Arthur decided that he wanted to finish the documentary before Delia left. A rough cut, not the real thing. He set out to interview all of the regulars at the store who were still left. He got in touch with some of the video stores in the neighboring towns, some of them still hanging on, others getting ready to close. His camera was rolling when Video Deluxe stopped renting tapes to people and started selling them off exclusively. He got the moment when their six-year-old customer Terry’s parents finally bought him the tape that they had been renting for him every Saturday for a year. Arthur stayed up all night editing. He added a voiceover, articulating everything that he loved about the store, and everything he hated about it. He told his story about leaving NYU. He finished a rough cut about ninety minutes long.
He called Delia.
They had an after-hours screening at Video Deluxe, on all of the TVs in the store. They made popcorn and drank soda from bottles. Delia watched, attentively, and Arthur followed her reactions, grinning with satisfaction when she laughed in the right places. He’d opened the film with some of the b-roll footage of him and Dean and his other friends, and while most of that material was pretty juvenile, it was also pretty funny.
“I never knew that,” Delia murmured when Constance told the story of how she met Morris – working in the concession stand at their local movie palace. Delia didn’t get embarrassed or make self-effacing comments during her own appearances, and she was silent when Arthur talked about leaving school. At the end of the movie, Arthur had included footage from the ending of The Cure for Amnesia, the part where he wakes up a video clerk. But now the scene had a coda. The film dissolved from eighteen-year-old Arthur to twenty-one-year-old Arthur, still in black and white. In voiceover, Arthur told the audience that he had suddenly woken up and discovered that he wasn’t a video store clerk, and once again had to figure out who he was, if not that. In the movie, he picked up a video camera, and pointed it toward the lens that was trained on him. And the film shifted from black and white to full color.
“So you made your movie,” Delia said, “You’re a filmmaker.” She reached out as if to touch his shoulder but seemed to change her mind.

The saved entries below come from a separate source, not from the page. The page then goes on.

PR #5037, opened 2024-01-25
HIVE-24167: TPC-DS query 14 fails while generating plan for the filter

okumin:

Make it possible for PlanMapper to link related Operators or RelNodes correctly.

For your reference, I made a Gist page explaining the behaviors of PlanMapper and alternative approaches in my mind.
https://gist.github.com/okumin/b111fe0a911507bdf6a7204f49b9cb72

See also [the PR where I implemented another option, "Combine RelNodes with RelTreeSignature"](https://github.com/apache/hive/pull/5077).

No. 14 of TPC-DS or other complex queries with CTE materialized fail due to this bug.

No. This is a bug fix.

No.

I added a new test case, which fails with the current master branch, and restored No. 14 of TPC-DS.


ql/src/java/org/apache/hadoop/hive/ql/plan/mapper/PlanMapper.java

Arthur nodded. “I’m an unemployed, unpaid, perhaps-soon-to-be-penniless filmmaker. But it’s a start.”
“And what’s next?”
Arthur explained that he planned to move away. Maybe not New York City this time. He had a cousin in Austin, and he had heard that they had a great independent film scene there. He said he wouldn’t let himself apply to any video store jobs, even if there were any. He said he didn’t wanted to settle anymore, and he hoped she believed him – he was finally starting to believe it, at least.
Delia raised the plastic Sprite bottle that she’d been drinking from. “To starts.” She said. “To things that begin – that they continue happening.”
Arthur tapped her Sprite bottle with a bottle of root beer. “And to things that end. That they happened at all.”